The whole argument about ground kills or air kills by German pilots does not hold any ground with me. Every single country over claimed kills, its proven. On average from reading hundreds of books comparing them to actual lost from both sides etc as a general average when pilots flew over enemy land and claimed kills (that is a important fact, when over enemy lands) they claimed about twice as much as they actually shot down, its a fact. It does not matter who they were German, USA, UK, Russian, Japan they all did it. But it was mistakes made by error and not trying to inflate their kill totals. We have to look at kill totals as what they are......estimates based on all the best information available at the time and using their best judgment.

Politics of a pilots????? I agree with you who gives a carp what his politics were. This is a forum based on WW2 planes and pilots........not politics!

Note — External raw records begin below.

PR #897, opened 2024-12-16
Enhancement: Add IP mask field to Network Panel

mingshuoqiu:
Add IP mask field to provide better network configuration options:
- Display calculated netmask when CIDR notation is used
- Allow manual netmask input for non-CIDR IP addresses

**Problem:**
Allow users to specify the address as either `<address>/<netmask>` or CIDR. 

**Solution:**
Display calculated netmask when CIDR notation is used. And validate the netmask input for non-CIDR IP addresses

**Related Issue:**
https://github.com/harvester/harvester/issues/6295

**Test plan:**
1. Install Harvester
2. Proceed to Network Configuration Panel
3. Check the existence of `IPv4 Mask` field
4. Input a CIDR format in `IPv4 Address` field and check if the netmask generated correctly in the `IPv4 Mask` field
5. Input a non-CIDR format IP and manually input the netmask with values to validate if the netmask applies or not.


pkg/console/install_panels.go
```diff
@@ -2,7 +2,7 @@ package console
 
 import (
 	"fmt"
-	"net"
+	netutil "k8s.io/utils/net"
```
bk201, line 5: 3rd party import should be listed on the second import group

mingshuoqiu: Thanks. Fix it by force-push the PR>

bk201:
@mingshuoqiu the commits need a clean-up. Please rebase on the target branch when seeing a conflict.

bk201:
I tested the installer and saw this before the installation was just about to kick off
截圖 2025-01-13 下午4 26 07

Here is the log:
[console.log](https://github.com/user-attachments/files/18394198/console.log)

bk201:
Create [a new issue ](https://github.com/harvester/harvester/issues/7362)to track, the key is to use a static VIP. @ihcsim could be this caused by recent changes of the VIP panel?

bk201 (approved):
the PR iteself lgtm

mingshuoqiu:
@starbops @rrajendran17 Please help review. Thanks

rrajendran17:
LGTM, Thanks

rrajendran17 (dismissed):

starbops (approved):
LGTM, thank you.

pkg/console/install_panels.go
```diff
@@ -1285,6 +1289,69 @@ func addHostnamePanel(c *Console) error {
 	return nil
 }
 
+// ParseMask parses s as an IP mask, returning the result.
+// The string s must be in IPv4 dotted decimal form ("255.255.255.0").
+// Each octet must be a valid number between 0 and 255, and the bits must be
+// continuous (all 1s followed by all 0s when viewed as a 32-bit number).
+// If s is not a valid textual representation of an IP mask,
+// ParseMask returns an error describing why the parsing failed.
+func ParseMask(mask string) (IPMask, error) {
```
votdev, line 1298: I'm missing unit tests for this important function.

pkg/console/install_panels.go
```diff
@@ -1285,6 +1289,69 @@ func addHostnamePanel(c *Console) error {
...
+    // Validate mask format (must be continuous 1s followed by continuous 0s)
+    if !isValidMaskFormat(result) {
+           return nil, &ParseError{Type: "invalid subnet mask: not continuous", Text: mask}
+    }
+
+	return result, nil
+}
+
+// Helper function to validate mask format
+func isValidMaskFormat(mask IPMask) bool {
```
votdev, line 1333: I'm missing unit tests for this function. 

Why not using functions from `net` to validate the mask. You can use e.g.:
```
ones, bits := net.IPv4Mask(ip[0], ip[1], ip[2], ip[3]).Size()
valid = bits == 32 && ones >= 0 && ones <= 32
```

mingshuoqiu: force-pushed based on the suggestion to use net API for mask validation

pkg/console/install_panels.go
```diff
@@ -1285,6 +1289,61 @@ func addHostnamePanel(c *Console) error {
...
+    var valid bool
```
votdev, line 1334:
```suggestion
    valid := false
```

pkg/console/install_panels.go
```diff
@@ -1285,6 +1289,61 @@ func addHostnamePanel(c *Console) error {
...
+    outMask := net.IPv4Mask(mask[0], mask[1], mask[2], mask[3])
+    if outMask != nil {
+        ones, _ := outMask.Size()
+        cidrMask := net.CIDRMask(int(ones), 32)
+        valid = outMask.String() == cidrMask.String()
+    } else {
```
votdev, line 1340: If `valid := false` is set above, then the whole “else” branch is superfluous.
```suggestion
    }
```

mingshuoqiu: Thanks @votdev . I've fixed it based on you suggestion.

votdev:
The error message looks strange: `invalid invalid mask format ...`

grafik

votdev (approved):
LGTM

PR #925, opened 2024-12-31
fix: Skip wipe of live usb device.

simonfogliato:
**Problem:**
The option harvester.install.wipe_disks=true should skip the live usb device.

**Solution:**
Skip the live usb device mounted as the root rfs.

**Related Issue:**
https://github.com/harvester/harvester/issues/6533

### DIFF
--- a/package/harvester-os/files/usr/sbin/harv-install
+++ b/package/harvester-os/files/usr/sbin/harv-install
@@ -30,6 +30,9 @@ clear_disk_label()
         echo "wiping all disks"
         for disk in $(lsblk -d -n -J -o NAME,TYPE | jq -r '.blockdevices[] | select(.type == "disk") | .name')
         do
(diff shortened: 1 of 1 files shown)


ihcsim:
@simonfogliato Does https://github.com/harvester/harvester-installer/pull/885 do what you want? This seems like a subset of what that one is doing.

simonfogliato:
Interesting. I noticed https://github.com/harvester/harvester-installer/pull/885 is using "blkid" from "util-linux" however that didn't seem to be included in the base install ISO v1.4.0 so I'm assuming that will also be included? I think "blkid" will naturally not list USB devices since they are not the same as a disk with an associated UUID.

simonfogliato:
I was wrong, it is included in the ISO but I was not able to call the executable. I was playing around on the live ISO looking in /run/blkid/blkid.tab and I do see the UUID with a "COS_LIVE" label listing the USB device. I'm not sure but as far as I can tell it may list and attempt to touch the USB.

simonfogliato:
Agreed. I will close this.

PR #927, opened 2025-01-10
Bump golang to v1.23 plus some additional cleanup

tserong:
**Problem:**
Need to bump golang to v1.23. While doing that I found a couple of other little things to clean up which I have also included in this PR as separate commits.

**Solution:**
This PR

**Related Issue:**
https://github.com/harvester/harvester/issues/7336

**Test plan:**
N/A


bk201 (approved):

Vicente-Cheng (approved):
thanks!

PR #930, opened 2025-01-15
Set VipMode value in static mode

w13915984028:
**Problem:**

When using static mode VIP, the installer is blocked.

**Solution:**

Set proper VipMode value.

**Related Issue:**
https://github.com/harvester/harvester/issues/7362

**Test plan:**

Install Harvester in any mode, it should success.

### DIFF
--- a/pkg/console/install_panels.go
+++ b/pkg/console/install_panels.go
@@ -2581,6 +2581,10 @@ func addVIPPanel(c *Console) error {
 
 		c.config.Vip = vip
 		c.config.VipHwAddr = ""
+		// gotoVipPanel is only called in DHCP mode, it is still empty in static mode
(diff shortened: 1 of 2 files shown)


ihcsim (approved):
Thanks for the fix :+1:.

tserong (approved):
LGTM, but the original issue is targeting v1.5.0, and says "The v1.4.0 ISO has no such issue", so I assume we don't need to backport this to v1.4.0? Or did you subsequently reproduce it there too?

w13915984028:
@tserong You are right, the issue is existing on v1.5 and master, v1.4 does not require the fix. The backport PR 
 https://github.com/harvester/harvester-installer/pull/935 has been closed.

He was one of the greatest pilots ever no doubt about it anyone who doubts that does not know what a pilot is.


----------



## Twitch (Aug 4, 2006)

Hunter it's beeen a good long whiles since I read my copy of Stuka Pilot but didn't he once pop off an IL-2 with the 37 mms? Or was he in the model with the 20 mms?


----------



## CharlesBronson (Aug 4, 2006)

Acording to that book yes, Rudel destroyed a Il-2 with a pair of 37mm AP shells, pretty lucky shots.


----------



## CharlesBronson (Aug 4, 2006)




----------



## Erich (Aug 4, 2006)

Charles are you pointing to 1942 with the destruction of Il-2 with his Kanonvögel ? The 87G-1 with 3.7cm was not available till 1943. My full understanding is that the rear gunner claimed 1 Soviet a/c and that Rüdel actually shot down the rest of the Soviet a/c in a Fw 190F. there are a few discrepencies in his own work and works by others on this graound attack pilot, Rüdel flying a variety of Ju 87's, Fw 190's including the Dora 9


----------



## CharlesBronson (Aug 4, 2006)

I was pointing to the IL-2 claim, the date just happen to be in the tail of the arrow, The Il-2 destroyed with the 3,7 cm BK flying the Ju-87 G is noted in his book "stuka pilot"


----------



## kiwimac (Aug 5, 2006)

Regardless of the man's politics. He was a fine pilot and apparently a fine human being as well. Simply fighting for your country to the best of your ability does not necessarily make you a follower of those in power.

Kiwimac


----------



## goonboy (Jun 22, 2007)

Just to let everyone know, Han Ulrich Rudel was a fine human being, unlike the prick and fanatical Nazi, Erich Hartmann. Apparently, the two were locked up in the same prison during American captivity and they hated each other. I heard this from a former Luftwaffe pilot.


----------



## Erich (Jun 22, 2007)

did you now ? well lets here the former Luftwaffe pilots name that makes the claim through you shall we ??

E


----------



## CharlesBronson (Jun 22, 2007)

I think that Rudel and Hartmann never share a imprisoment, Rudel handed over himself to the U.S Army , Hartmann do the same but was snatched from the american truck by a soviet armored column.












Oberst Rudel's Ju 87 G-2 Crashed at Kitzingen


----------



## DerAdlerIstGelandet (Jun 23, 2007)

goonboy said:


> Just to let everyone know, Han Ulrich Rudel was a fine human being, unlike the prick and fanatical Nazi, Erich Hartmann. Apparently, the two were locked up in the same prison during American captivity and they hated each other. I heard this from a former Luftwaffe pilot.



And did you know Hartmann personally to be able to say that. Not every German was a Nazi....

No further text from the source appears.